◆ **Problem statement**: From the data below, report how many lines contain the word "that", giving the number and nothing else.

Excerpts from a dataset
——

Issue #340, opened 2020-05-04
Have a base "zero ITensor" for summing ITensors?


emstoudenmire:
A pattern that can come up often is that one wants to sum up a set of ITensors in a for loop, but the code inside the loop is rather complicated and the tensor accumulating the results doesn't exist yet. For example (it's a fake example, so no need to press into the details):

```
Q,R = qr(v[1],s[1])
T = alpha*Q*w[1]

for n=2:N
  Q, R = qr(v[n],s[n])
  T += alpha*Q*w[n]
end
```

As can be seen above, the complicated code logic inside the loop has to be repeated in front of the loop to initialize T, causing code duplication and possible bugs etc.

In the C++ version of ITensor we allow T to be initialized as `auto T = ITensor()` and then other ITensors are allowed to be added into T, so that it acts as a kind of "universal zero" tensor. But maybe in Julia we can do something better to solve this problem? E.g. we could allow T to be initialized as `nothing` and then add to it?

——

◆ **Completed task**: 2